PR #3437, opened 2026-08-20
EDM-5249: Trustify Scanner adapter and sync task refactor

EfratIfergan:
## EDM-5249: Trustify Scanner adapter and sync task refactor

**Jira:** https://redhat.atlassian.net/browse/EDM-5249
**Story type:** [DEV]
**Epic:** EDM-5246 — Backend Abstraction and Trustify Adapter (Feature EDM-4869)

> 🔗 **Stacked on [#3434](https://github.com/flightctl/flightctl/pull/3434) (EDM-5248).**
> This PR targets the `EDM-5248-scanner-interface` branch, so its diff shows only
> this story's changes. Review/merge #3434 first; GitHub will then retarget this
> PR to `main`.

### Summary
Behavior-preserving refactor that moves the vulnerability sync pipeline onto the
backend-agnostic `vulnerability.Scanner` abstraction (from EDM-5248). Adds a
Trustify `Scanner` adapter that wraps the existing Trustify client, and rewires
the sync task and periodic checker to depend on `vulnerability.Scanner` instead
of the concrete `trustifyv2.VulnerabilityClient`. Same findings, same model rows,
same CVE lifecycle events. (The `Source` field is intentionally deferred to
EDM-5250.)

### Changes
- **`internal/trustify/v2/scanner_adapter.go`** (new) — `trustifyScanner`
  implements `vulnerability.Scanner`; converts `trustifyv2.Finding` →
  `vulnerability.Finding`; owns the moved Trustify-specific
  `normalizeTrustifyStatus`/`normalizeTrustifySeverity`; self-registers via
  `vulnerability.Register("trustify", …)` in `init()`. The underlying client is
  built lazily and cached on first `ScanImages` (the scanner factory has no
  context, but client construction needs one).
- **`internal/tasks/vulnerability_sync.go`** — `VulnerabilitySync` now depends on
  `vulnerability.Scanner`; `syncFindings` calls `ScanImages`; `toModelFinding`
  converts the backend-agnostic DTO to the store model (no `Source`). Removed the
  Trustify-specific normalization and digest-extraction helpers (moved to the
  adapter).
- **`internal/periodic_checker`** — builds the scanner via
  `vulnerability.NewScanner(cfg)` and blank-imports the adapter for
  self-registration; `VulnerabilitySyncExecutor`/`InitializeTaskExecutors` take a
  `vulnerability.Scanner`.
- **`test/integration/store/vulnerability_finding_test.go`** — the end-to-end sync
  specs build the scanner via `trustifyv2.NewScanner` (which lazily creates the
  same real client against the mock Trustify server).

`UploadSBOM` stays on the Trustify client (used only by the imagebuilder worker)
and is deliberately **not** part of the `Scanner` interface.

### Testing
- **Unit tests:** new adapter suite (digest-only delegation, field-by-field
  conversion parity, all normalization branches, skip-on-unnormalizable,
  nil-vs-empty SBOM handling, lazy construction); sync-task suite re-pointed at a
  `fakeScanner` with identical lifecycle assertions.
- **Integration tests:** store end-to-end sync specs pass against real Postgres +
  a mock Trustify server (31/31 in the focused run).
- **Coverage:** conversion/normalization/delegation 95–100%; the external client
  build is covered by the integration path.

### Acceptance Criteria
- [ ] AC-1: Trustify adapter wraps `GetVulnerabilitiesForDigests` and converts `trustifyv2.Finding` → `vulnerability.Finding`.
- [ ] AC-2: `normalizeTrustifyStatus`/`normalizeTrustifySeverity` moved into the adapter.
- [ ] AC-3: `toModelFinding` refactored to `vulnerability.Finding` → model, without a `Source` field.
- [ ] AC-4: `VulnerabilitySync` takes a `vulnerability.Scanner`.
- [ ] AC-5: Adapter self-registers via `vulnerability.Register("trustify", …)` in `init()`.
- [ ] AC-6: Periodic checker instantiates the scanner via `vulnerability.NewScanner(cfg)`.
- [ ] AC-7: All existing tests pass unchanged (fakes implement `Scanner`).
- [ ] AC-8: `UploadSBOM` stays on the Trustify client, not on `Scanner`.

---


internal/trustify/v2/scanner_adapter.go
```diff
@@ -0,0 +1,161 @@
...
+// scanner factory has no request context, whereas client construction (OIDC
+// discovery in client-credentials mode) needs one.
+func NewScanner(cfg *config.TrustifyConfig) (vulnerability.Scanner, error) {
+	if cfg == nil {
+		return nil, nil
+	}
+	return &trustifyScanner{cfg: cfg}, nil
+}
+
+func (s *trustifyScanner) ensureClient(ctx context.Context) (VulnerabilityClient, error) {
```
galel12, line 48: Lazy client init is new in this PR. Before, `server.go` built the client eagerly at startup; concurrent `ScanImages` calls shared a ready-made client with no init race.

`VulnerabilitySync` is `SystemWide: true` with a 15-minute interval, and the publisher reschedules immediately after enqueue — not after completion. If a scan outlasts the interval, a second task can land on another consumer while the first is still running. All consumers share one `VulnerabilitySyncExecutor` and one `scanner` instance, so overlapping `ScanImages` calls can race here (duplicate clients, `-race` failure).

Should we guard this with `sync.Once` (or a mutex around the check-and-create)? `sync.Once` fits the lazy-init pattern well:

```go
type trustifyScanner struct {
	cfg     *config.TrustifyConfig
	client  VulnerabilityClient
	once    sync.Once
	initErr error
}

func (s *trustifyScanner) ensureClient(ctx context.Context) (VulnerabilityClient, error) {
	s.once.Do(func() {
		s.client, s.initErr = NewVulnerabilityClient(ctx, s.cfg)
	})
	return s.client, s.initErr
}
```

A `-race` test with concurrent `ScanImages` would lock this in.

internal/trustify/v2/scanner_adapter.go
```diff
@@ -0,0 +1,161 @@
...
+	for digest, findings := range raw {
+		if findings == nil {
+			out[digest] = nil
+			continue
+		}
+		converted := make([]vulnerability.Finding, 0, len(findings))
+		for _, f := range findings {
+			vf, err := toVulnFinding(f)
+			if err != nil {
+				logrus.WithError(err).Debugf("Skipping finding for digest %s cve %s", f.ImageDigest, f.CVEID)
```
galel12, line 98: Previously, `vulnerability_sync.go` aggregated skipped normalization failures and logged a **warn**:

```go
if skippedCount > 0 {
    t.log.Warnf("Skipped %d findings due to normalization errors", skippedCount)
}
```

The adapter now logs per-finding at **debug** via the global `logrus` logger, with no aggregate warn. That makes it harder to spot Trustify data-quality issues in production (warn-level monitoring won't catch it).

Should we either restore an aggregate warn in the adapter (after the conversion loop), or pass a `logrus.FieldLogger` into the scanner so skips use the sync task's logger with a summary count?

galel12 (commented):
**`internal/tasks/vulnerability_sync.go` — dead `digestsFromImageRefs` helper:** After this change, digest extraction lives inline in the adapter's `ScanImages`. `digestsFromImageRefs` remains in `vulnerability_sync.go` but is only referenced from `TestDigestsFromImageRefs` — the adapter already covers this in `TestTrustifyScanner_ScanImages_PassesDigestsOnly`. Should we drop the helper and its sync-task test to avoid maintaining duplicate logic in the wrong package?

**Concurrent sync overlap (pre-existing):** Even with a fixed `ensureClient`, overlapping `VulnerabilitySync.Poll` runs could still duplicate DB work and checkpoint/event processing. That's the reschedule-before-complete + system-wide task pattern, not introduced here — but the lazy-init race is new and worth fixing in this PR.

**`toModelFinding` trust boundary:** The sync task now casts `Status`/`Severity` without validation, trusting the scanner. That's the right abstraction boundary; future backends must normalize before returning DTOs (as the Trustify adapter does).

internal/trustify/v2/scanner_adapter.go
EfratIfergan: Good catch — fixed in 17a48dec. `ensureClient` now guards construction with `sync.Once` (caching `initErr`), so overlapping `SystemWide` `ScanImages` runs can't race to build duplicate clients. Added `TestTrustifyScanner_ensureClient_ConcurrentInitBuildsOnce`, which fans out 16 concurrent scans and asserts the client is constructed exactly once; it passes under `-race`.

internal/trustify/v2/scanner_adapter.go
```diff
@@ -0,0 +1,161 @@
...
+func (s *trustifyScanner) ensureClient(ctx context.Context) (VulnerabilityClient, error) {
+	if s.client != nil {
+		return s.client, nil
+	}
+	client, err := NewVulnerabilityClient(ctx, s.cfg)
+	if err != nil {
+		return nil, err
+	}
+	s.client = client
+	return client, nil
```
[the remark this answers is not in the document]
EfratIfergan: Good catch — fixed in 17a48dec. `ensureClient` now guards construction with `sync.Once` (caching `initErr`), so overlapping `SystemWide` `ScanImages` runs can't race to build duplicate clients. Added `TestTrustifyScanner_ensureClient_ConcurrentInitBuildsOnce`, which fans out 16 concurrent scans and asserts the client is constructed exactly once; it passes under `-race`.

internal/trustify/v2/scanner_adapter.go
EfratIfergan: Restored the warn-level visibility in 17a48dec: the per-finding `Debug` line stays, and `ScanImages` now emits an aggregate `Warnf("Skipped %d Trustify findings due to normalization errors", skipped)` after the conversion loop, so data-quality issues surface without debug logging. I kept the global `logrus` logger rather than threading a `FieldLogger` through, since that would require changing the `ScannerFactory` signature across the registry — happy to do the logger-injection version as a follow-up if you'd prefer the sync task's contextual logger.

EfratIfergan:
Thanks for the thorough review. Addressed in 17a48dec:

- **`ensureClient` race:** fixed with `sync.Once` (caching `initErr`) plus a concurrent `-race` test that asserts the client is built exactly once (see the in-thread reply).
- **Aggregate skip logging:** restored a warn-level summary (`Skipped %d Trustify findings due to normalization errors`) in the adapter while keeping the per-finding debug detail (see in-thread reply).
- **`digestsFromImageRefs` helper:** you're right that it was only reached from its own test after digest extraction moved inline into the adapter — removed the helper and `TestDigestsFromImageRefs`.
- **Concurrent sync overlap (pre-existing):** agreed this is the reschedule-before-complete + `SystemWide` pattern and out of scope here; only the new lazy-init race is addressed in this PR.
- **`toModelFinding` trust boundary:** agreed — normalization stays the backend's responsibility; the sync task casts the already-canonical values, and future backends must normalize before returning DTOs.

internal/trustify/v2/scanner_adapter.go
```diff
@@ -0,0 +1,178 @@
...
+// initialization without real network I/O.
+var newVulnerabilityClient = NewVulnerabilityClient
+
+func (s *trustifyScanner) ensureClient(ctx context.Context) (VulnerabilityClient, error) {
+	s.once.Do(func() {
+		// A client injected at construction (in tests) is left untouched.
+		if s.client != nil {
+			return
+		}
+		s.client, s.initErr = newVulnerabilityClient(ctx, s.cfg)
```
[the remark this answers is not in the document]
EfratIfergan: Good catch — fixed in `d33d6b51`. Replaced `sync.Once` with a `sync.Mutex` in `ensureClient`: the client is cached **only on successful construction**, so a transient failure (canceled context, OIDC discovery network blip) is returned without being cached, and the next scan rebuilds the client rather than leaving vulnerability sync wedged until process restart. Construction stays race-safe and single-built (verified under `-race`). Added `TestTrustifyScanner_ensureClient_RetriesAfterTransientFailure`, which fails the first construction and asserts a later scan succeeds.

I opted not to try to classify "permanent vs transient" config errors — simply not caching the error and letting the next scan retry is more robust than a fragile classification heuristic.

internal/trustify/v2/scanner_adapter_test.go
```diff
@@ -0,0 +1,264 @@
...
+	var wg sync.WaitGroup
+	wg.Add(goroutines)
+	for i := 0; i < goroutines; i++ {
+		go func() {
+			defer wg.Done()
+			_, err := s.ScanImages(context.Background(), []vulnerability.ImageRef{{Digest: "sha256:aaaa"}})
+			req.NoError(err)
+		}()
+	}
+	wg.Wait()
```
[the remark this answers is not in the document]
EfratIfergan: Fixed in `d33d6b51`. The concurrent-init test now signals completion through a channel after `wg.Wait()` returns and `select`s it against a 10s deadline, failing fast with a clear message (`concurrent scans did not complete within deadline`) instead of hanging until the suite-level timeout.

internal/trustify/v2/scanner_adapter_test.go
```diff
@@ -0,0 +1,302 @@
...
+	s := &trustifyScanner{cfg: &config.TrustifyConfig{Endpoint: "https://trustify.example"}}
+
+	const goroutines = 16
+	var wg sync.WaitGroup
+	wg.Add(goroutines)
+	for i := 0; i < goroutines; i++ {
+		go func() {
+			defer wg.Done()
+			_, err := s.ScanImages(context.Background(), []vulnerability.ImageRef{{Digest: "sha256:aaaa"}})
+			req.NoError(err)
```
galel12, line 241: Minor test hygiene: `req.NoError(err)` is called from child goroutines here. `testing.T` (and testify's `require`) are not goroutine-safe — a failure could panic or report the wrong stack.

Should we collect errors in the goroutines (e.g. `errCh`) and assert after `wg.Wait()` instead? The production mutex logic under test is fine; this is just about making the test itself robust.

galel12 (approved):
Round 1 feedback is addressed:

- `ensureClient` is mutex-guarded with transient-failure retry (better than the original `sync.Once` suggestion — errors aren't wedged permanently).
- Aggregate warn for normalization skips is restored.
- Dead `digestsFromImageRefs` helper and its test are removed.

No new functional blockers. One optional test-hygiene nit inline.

┄┄┄┄┄┄┄┄┄┄┄┄┄┄┄┄┄┄┄┄

Work task | Each line containing the word "delegation" must be pulled from the listing and copied.

Response |
- **Unit tests:** new adapter suite (digest-only delegation, field-by-field
- **Coverage:** conversion/normalization/delegation 95–100%; the external client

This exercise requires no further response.